In Gaylord v. Gaylord, 150 N.C. 222 (227), 63 S.E. 1028, this Court stated the pertinent principle of law in these words: “Upon the creation of these estates (parol trusts), however, our authorities seem to have declared or established the limitation that except in cases of fraud, mistake or undue influence, a parol trust, to arise by reason of the contract or agreement of the parties thereto, will not be set up or engrafted in favor of the grantor upon a written deed conveying to the grantee the absolute title, and giving clear indication on the face of the instrument that such a title was intended to pass.” This statement of law has been approved in numerous decisions of this Court. Carlisle v. Carlisle, 225 N.C. 462, 35 S.E. 2d 418; Jones v. Brinson, 231 N.C. 63, 55 S.E. 2d 808; Lamm v. Crumpler, 240 N.C. 35, 81 S.E. 2d 138.

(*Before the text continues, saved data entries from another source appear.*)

PR #5933, opened 2023-09-01
Dan/fix finalize release

DanRod1999:
Fixes error wish push command by including `origin` in cmd.

Fixes the  removal of extra newline characters to be more readable.

Upgrades to action/checkoutV3

Add authtoken to checkout step. From testing in a dummy repo, this token also appears to be what authorizes the push later in the pipeline. Also tested pushing to a protected branch with an authorized user and it worked correctly.

Changes trigger from tag to on commits to branches with `release/*` and updates to files with the path `**/CHANGELOG.md`, this is because when the workflow is triggered by a tag, the default branch that gets checkout is in a detached head state, and checking out to a new branch doesn't correct this. I believe using git switch might work, however this is easier because I use the branch name to detect what the target branch for the change logs should be. The branch name when a tag is checked out is not the same name as the source branch, so it would require different logic to get the target branch. Switching to this was also makes it simpler for running the script locally.

### DIFF
--- a/.github/workflows/finalize-release.yaml
+++ b/.github/workflows/finalize-release.yaml
@@ -16,8 +16,10 @@ jobs:
     name: Cherry-pick Changelogs
     runs-on: ubuntu-latest
     steps:
-      - uses: actions/checkout@v2
+      - uses: actions/checkout@v3
         with:
+          token: ${{ secrets.IMJS_ADMIN_GH_TOKEN }}
+          ref: ${{ github.ref }} # checkouts the branch that triggered the workflow
           fetch-depth: 0
       - name: Set Git Config
         run: |
--- a/.github/workflows/finalize-release.yaml
+++ b/.github/workflows/finalize-release.yaml
@@ -8,8 +8,10 @@ name: Finalize Release
 on:
   workflow_dispatch:
   push:
-    tags:
+    branches:
     - 'release/*'
+    paths:
+    - '**/CHANGELOG.md'
 
 jobs:
   finalize:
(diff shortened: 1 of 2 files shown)


.github/workflows/finalize-release.yaml
```diff
@@ -8,16 +8,20 @@ name: Finalize Release
 on:
   workflow_dispatch:
   push:
-    tags:
+    branches:
```
aruniverse, line 11: does this mean anytime a commit is pushed to any release branch itll run this workflow??
or is this only when a commit is pushed to this branch with changes to any chnagelog.md file?

aruniverse:
before this pr merges to master, did the one you merged to the last release branch work?

.github/workflows/finalize-release.yaml
DanRod1999: Commit to branch, and change to a changelog.md file. These two fields are and'd (according to the GH docs), so both are required for this workflow to run. However, doing something like `tags: ... branches: ...` is or'd, so that was not an option.

DanRod1999:
> before this pr merges to master, did the one you merged to the last release branch work?

No, that did not work, which is why I had to make these changes. I Believed I could not directly merge this into the release/4.1.x branch because only the triggers from the default branch are considered. However, I was trying to double check this, and I believe I am wrong. `on push:` appears to be one of the triggers that is not required to be on the default branch. 

Maybe its best to draft this, and open a PR into release/4.1.x with these changes? Either way master will need this merged in eventually, but that can be done after 4.1.x gets is.

aruniverse:
> Either way master will need this merged in eventually, but that can be done after 4.1.x gets is.

i dont want to merge broken pipelines into master
lets make sure it works on 4.1.x first before we do anything on master

aruniverse (approved):

PR #5935, opened 2023-09-01
Add querybcvstats to get some information about state of the cachefile

nick4598:
imodel-native: https://github.com/iTwin/imodel-native/tree/nick/cachefilemetrics

This will be used in the daemon prometheus client.

### DIFF
--- a/core/backend/src/CheckpointManager.ts
+++ b/core/backend/src/CheckpointManager.ts
@@ -168,7 +168,7 @@ export class V2CheckpointManager {
         }
       }
 
-      this._cloudCache = CloudSqlite.CloudCaches.getCache({ cacheName: this.cloudCacheName, cacheDir });
+      this._cloudCache = CloudSqlite.CloudCaches.getCache({ cacheName: this.cloudCacheName, cacheDir, cacheSize: "50G" });
 
       // Its fine if its not a daemon, but lets log an info message
       if (!this._cloudCache.isDaemon)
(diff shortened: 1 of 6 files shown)


khanaffan (approved):

core/backend/src/CheckpointManager.ts
```diff
@@ -168,7 +168,7 @@ export class V2CheckpointManager {
         }
       }
 
-      this._cloudCache = CloudSqlite.CloudCaches.getCache({ cacheName: this.cloudCacheName, cacheDir });
+      this._cloudCache = CloudSqlite.CloudCaches.getCache({ cacheName: this.cloudCacheName, cacheDir, cacheSize: "50G" });
```
aruniverse, line 171: 50 what?

aruniverse (approved):

core/backend/src/CheckpointManager.ts
nick4598: 50 gigabytes, should I add that as a comment?

aruniverse: why is it not `50GB` then?
a comment would help

pmconne: It's documented on `CreateCloudCacheArg.cacheSize`.

```
    /** A string that specifies the maximum size of the CloudCache. It should be a number followed by "K",
     * "M" "G", or "T". Default is "10G". */
    cacheSize?: string;
```

pmconne: I don't see a reason to have to document it everywhere it's used too.

Issue #5587, opened 2023-06-02
ExternalSourceAspect.scope should be RelatedElement | undefined


simsta6:
**Describe the bug**
In `ExternalSourceAspect` class scope is always defined, but real iModels sometimes external source aspects may have it as undefined

**Expected behavior**
`ExternalSourceAspect.scope` should have type of `RelatedElement | undefined`

DanRod1999:
@simsta6, whats the severity of this issue? Do you need a fix for this now, or is this something that can wait until 5.0. Due to this being a breaking change, if this were to be done now it would require implementing a new scope property and deprecating the old one (or something similar), but I cannot directly change `scope` to optional in 4.x.x

aruniverse:
Closing as duplicate of https://github.com/iTwin/itwinjs-core/issues/4631

PR #5941, opened 2023-09-05
allow ExternalSourceAspect scope to be undefined

DanRod1999:
From issue: https://github.com/iTwin/itwinjs-core/issues/5587
Do not know if this change also requires the ExternalSourceAspectProps to be  `RelatedElementProps | undefined`

### DIFF
--- a/core/backend/src/ElementAspect.ts
+++ b/core/backend/src/ElementAspect.ts
@@ -147,7 +147,7 @@ export class ExternalSourceAspect extends ElementMultiAspect {
    * @note Warning: in a future major release the `scope` property will be optional, since the scope is intended to be potentially invalid.
    *       all references should treat it as potentially undefined, but we cannot change the type yet since that is a breaking change.
    */
-  public scope: RelatedElement;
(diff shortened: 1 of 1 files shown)


core/backend/src/ElementAspect.ts
```diff
@@ -147,7 +147,7 @@ export class ExternalSourceAspect extends ElementMultiAspect {
    * @note Warning: in a future major release the `scope` property will be optional, since the scope is intended to be potentially invalid.
    *       all references should treat it as potentially undefined, but we cannot change the type yet since that is a breaking change.
    */
-  public scope: RelatedElement;
+  public scope: RelatedElement | undefined;
```
aruniverse, line 150: this is potentially breaking, please investigate the ramifications

pmconne: No "potential" about it - it violates our [API support policies](https://www.itwinjs.org/learning/api-support-policies/).
Consider deprecating it and adding a new property.

pmconne (changes requested):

The plaintiffs here seek to bring this case within the exception to the rule permitted in cases of fraud upon allegation that a promise to reconvey was made with intent at the time not to comply. True, a promissory representation containing all the elements of fraud, made merely to induce the promisee to act to his disadvantage, with intent not to comply, wherein the intent is regarded as a subsisting fact, will support an action in fraud. Wilkins v. Finance Co., 237 N.C. 396, 75 S.E. 2d 118; Roberson v. Swain, 235 N.C. 50, 69 S.E. 2d 15; Cofield v. Griffin, 238 N.C. 377, 78 S.E. 2d 131. But here we think the evidence is insufficient to support an action based on this ground.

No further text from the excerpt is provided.